It turns out that John Ashcroft ’64 has game. At least, that is what Stephen Pfeiffer, a second-year law student at Virginia’s Regent University, where Ashcroft currently teaches, said. Alongside Pfeiffer and his roommate, Ashcroft, who was teaching a Regent course in Strasbourg, France, recently trounced the opposition, 7-0, in a three-on-three pickup game. Though he “wasn’t very agile,” the former Branford College intramural basketball captain “knows how to shoot the J’s,” Pfeiffer said.
“John Ashcroft knows how to dish it out,” Pfeiffer said. “He’s an old-lawyer John Stockton.”
It has been a little more than a year since former Attorney General Ashcroft’s much-hashed-over parting line about achieving the objective of “securing the safety of Americans from crime and terror” was delivered in a handwritten letter to President George W. Bush ’68. Since his resignation, Ashcroft has dropped out of the political limelight in favor of a career atypical for a former attorney general, opening a lobbying firm and joining the Center for Law and Justice at Regent, a little-known school founded by evangelical leader and former presidential contender Pat Robertson LAW ’55.
But classmates, acquaintances and friends of Ashcroft’s, both from his Yale days and from later in his career, said his every action — before, during and after his time as one of the most maligned figures in the Bush administration — could have been expected of the ferociously principled man they know.
Regent Law School Dean Jeffrey Brauch said Ashcroft joined the Regent faculty despite being heavily recruited by other universities. Brauch, who taught a course on human rights and civil liberties in times of war alongside Ashcroft in Strasbourg, described teaching with Ashcroft as “both great fun and scary.” He cited now-textbook cases such as the Yaser Hamdi and Jose Padilla trials as particularly intimidating to teach alongside the man who shaped U.S. national security precedent.
The commitment to a values-driven government that made Ashcroft so controversial as the nation’s top law enforcer was already obvious during his undergraduate career, said Ward Wickwire ’64, a classmate of Ashcroft’s and a fellow member of the secret society St. Elmo’s. Wickwire remembers seemingly endless rounds of “very respectful and very interesting” verbal jousting as the more liberal members of the secret society pounced on Ashcroft’s conservative social and political leanings.
“His religious underpinnings and personal convictions made him the very conservative member of our society,” Wickwire said.
During his undergraduate years, Ashcroft counted himself among the steadily dwindling number of Yale Republicans — a yearbook photo of the group from 1964 shows only five suited and grinning undergraduates, a marked contrast to the rows of cheering Yale Democrats on the facing page.

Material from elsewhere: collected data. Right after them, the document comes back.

Issue #741, opened 2018-05-04
Give users nice warning when T in generic benchmark is not public


adamsitnik:
We now print an ugly error, instead of that the users should get a nice warning from a validator.

Repro:

```cs
public class Bench<T>  where T : new()
{
    [Benchmark] T New() => new T();
}

private class NotPublic { }

BenchmarkRunner.Run<Bench<NotPublic>>():
```

```
04740317-cbb6-4b4f-8ea5-770120ef36c5.notcs(1220,50): error CS0122: 'Request' is inaccessible due to its protection level [C:\Projects\corefxlab\tests\Benchmarks\bin\Release\netcoreapp2.1\04740317-cbb6-4b4f-8ea5-770120ef36c5\BenchmarkDotNet.Autogenerated.csproj]
04740317-cbb6-4b4f-8ea5-770120ef36c5.notcs(655,50): error CS0122: 'Request' is inaccessible due to its protection level [C:\Projects\corefxlab\tests\Benchmarks\bin\Release\netcoreapp2.1\04740317-cbb6-4b4f-8ea5-770120ef36c5\BenchmarkDotNet.Autogenerated.csproj]
04740317-cbb6-4b4f-8ea5-770120ef36c5.notcs(90,50): error CS0122: 'Request' is inaccessible due to its protection level [C:\Projects\corefxlab\tests\Benchmarks\bin\Release\netcoreapp2.1\04740317-cbb6-4b4f-8ea5-770120ef36c5\BenchmarkDotNet.Autogenerated.csproj]
    0 Warning(s)
    3 Error(s)
```

Rizzen:
Solution introduced in https://github.com/dotnet/BenchmarkDotNet/pull/744

PR #744, opened 2018-05-07
BenchmarkClass Validator

Rizzen:
Fixes https://github.com/dotnet/BenchmarkDotNet/issues/741
Made BenchmarkClassValidator that checks generic parameters for public or nested public accessibility (in that case benchmark works fine too). Giving user-friendly warning in case of error.


src/BenchmarkDotNet/Validators/BenchmarkClassValidator.cs
```diff
@@ -0,0 +1,30 @@
...
+using BenchmarkDotNet.Extensions;
+using BenchmarkDotNet.Running;
+
+namespace BenchmarkDotNet.Validators
+{
+    public class BenchmarkClassValidator: IValidator
+    {
+        public static readonly IValidator Default = new BenchmarkClassValidator();
+        
+        public bool TreatsWarningsAsErrors => false;
```
adamsitnik: this should return true => if `T` is private we can't benchmark it, so it's an error (not warning)

src/BenchmarkDotNet/Validators/BenchmarkClassValidator.cs
```diff
@@ -0,0 +1,30 @@
...
+            var notValid = validationParameters.Benchmarks.Where(x => x.Target.Type.IsGenericType)
+                                                          .Where(HasPrivateGenericArguments).ToList();
+            foreach (var benchmark in notValid)
+            {
+                yield return new ValidationError(true, $"Generic class {benchmark.Target.Type.GetDisplayName()} has non public generic argument(s)");
+            }
+        }
+
+        private bool HasPrivateGenericArguments(Benchmark benchmark) => benchmark.Target.Type.GetGenericArguments().Any(a => !a.IsPublic
+                                                                                                                          && !a.IsNestedPublic);
```
adamsitnik: could you please use `||` instead of `&&` in the condition?

src/BenchmarkDotNet/Validators/BenchmarkClassValidator.cs
```diff
@@ -0,0 +1,30 @@
...
+        public static readonly IValidator Default = new BenchmarkClassValidator();
+        
+        public bool TreatsWarningsAsErrors => false;
+
+        private BenchmarkClassValidator() { }
+        
+        public IEnumerable<ValidationError> Validate(ValidationParameters validationParameters)
+        {
+            var notValid = validationParameters.Benchmarks.Where(x => x.Target.Type.IsGenericType)
+                                                          .Where(HasPrivateGenericArguments).ToList();
```
adamsitnik: nit: `.ToList()` is not mandatory here, you can just yield directly from the `foreach` loop or return and `IEnumberable`

```cs
=> validationParameters.Benchmarks
       .Where(x => x.Target.Type.IsGenericType && HasPrivateGenericArguments(x.Target.Type))
       .Select(benchmark => new ValidationError(true, $"Generic class {benchmark.Target.Type.GetDisplayName()} has non public generic argument(s)"));
```

src/BenchmarkDotNet/Validators/BenchmarkClassValidator.cs
Rizzen: I guess i cant, cause public nested class has IsPublic=false and public non-nested has IsNested=false, so in case of OR condition we have (!a.IsPublic || !a.IsNestedPublic) = true for both public cases and for private case too - thats wrong.

adamsitnik: @Rizzen my bad, sorry! and thanks for the explanation! 

ps. this is a perfect case for unit test ;)

Rizzen: No, I think i forgot about De Morgan's laws

Rizzen: // Restore deleted comment
I guess i cant, cause public nested class has IsPublic=false and public non-nested has IsNestedPublic=false, so in case of OR condition we have (!a.IsPublic || !a.IsNestedPublic) = true for both public cases and for private case too -thats wrong

Rizzen: @adamsitnik What do you think about two ways?

adamsitnik: @Rizzen I like `Any(a => !(a.IsPublic || a.IsNestedPublic))` but I really think that we should have unit tests for this. You should be able to write something similar to [these](https://github.com/dotnet/BenchmarkDotNet/blob/master/tests/BenchmarkDotNet.Tests/Validators/ExecutionValidatorTests.cs) tests for all 4 test cases (public/not public * nested/not nested)

Rizzen:
Made edits and wrote some tests

PR #757, opened 2018-05-16
Add SummaryOrderPolicy.Defined to return benchmarks as instantiated

### LINKED ISSUE #720: Add SummaryOrderPolicy.Defined
Suggested by @stephentoub

> I've got this in my config:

Particularly after an injured knee from his freshman year of college precluded him from continuing on the football team, Ashcroft immersed himself into Yale organizations relating to politics. He joined the Yale Republicans and was active on the Senior Advisory Committee alongside classmate and fellow politico Joe Lieberman ’64, in addition to serving on the Branford College Council as athletic aide, treasurer and secretary in various years.
Wickwire said the only thing that surprised him about Ashcroft’s career was that it came to fruition on a national stage. Remembering his friend as “obsessed” with Missouri state politics, Wickwire said Ashcroft’s stints as state attorney general between 1976 and 1985, governor between 1985 and 1993 and U.S. senator from Missouri between 1995 and 2000 were unsurprising given his political bent and dedication.
Mindful of the values instilled in him during his all-American childhood — he was an Eagle Scout, a quarterback and a choirboy — Ashcroft returned weekly as an adult to Springfield, Mo., where he grew up. Ashcroft sought to infuse his Yale experience with the same old-fashioned moderation with which he grew up, Wickwire said.
But Jenny Stewart, a second-year law student at Regent, said Ashcroft is more than just a man of principle. Students of Ashcroft’s are as apt to remember his jokes and impromptu Dixie concerts as they are his religious values, Stewart said. Not only does she know his stances on habeas corpus during wartime emergencies, but she also knows that Ashcroft loves “The Princess Bride” — his daughter’s favorite movie — and that he rides dirtbikes on his ranch in Virginia for fun.
“He loves the Lord, and showed me that it is possible for someone in a high place to work with an integrity and honesty they won’t give up for any amount of prestige,” Stewart said. “But at the same time, he’s real, funny, easy to talk to and down to earth. It’s like he never was attorney general.”